A/N: As a heads up, this chapter is largely made up of one long rant/story by Alroy but IT IS IMPORTANT.  All of it.  I hope it makes sense and I hope it reads well/isn't boring.  Carry on~




 


PART III | Chapter XXXIIV


3:33 | A Tale of Men and Monsters

“Humans and the immortal races have not always been at peace,” Alroy said.  “Even without an educated history of our world, there isn’t yet a major culture that has forgotten the time of the first Purge or the Mage Wars…when kings turned upon their most powerful shamans.  Even simple, paltry level healers were shunned.  Trials were had against anyone even suspected of having magical heritage…”

“I am aware of that history,” Kedean conceded.

“It began,” Alroy continued, “…with several key members of the Black Dragon council striking alliances with the most power hungry of mortal kings’ mages.  A trickle of cases of deceit and corruption struck a match in a metaphorical room of volatile explosives and suddenly no one with an ounce of magic was to be trusted…I was but a fledgling at this time.  It quickly became an age where having a unicorn horn tacked to your wall was mark of honor…a time of witch burnings, vampire hunts, and dragon slaying…but humans were a poor match against any able bodied magic user.  For all their hype, even the most hardened of knights found himself all but a thorn in the side of a grown dragon, and almost as soon as it developed, it was clearly a losing war for the mortal races…

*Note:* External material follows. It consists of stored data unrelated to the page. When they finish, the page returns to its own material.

PR #140, opened 2025-03-12
Cli helper commands

EItanya:


go/cli/internal/config/config.go
```diff
@@ -35,6 +36,7 @@ func Init() error {
 	viper.SetDefault("ws_url", "ws://localhost:8081/api/ws")
```
peterj, line 36: should this be 8082?

EItanya: No, `8082` here is explicitly for the UI, not related to the websocket or standard API client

“Until,” He tilted his head with a wry smile, “human kings, desperate for a miracle, came upon a people with a peculiar resistance to dark magic.  They called themselves the Kuhamani…and they were warrior culture.  Their territories spanned great lengths of land south of the Eastern kingdoms, with massive cities that reached limits which put many of greater empires at the time to shame…but to that point, they had kept to themselves, and due to their reclusive nature, many of their neighbors chose wisely to leave them to their own devices.  It was only once backed into a corner…hopelessly outmatched by their immortal opponents…that the human rulers of that age sent pleading envoys to these people…swearing their allegiance and begging for their aid.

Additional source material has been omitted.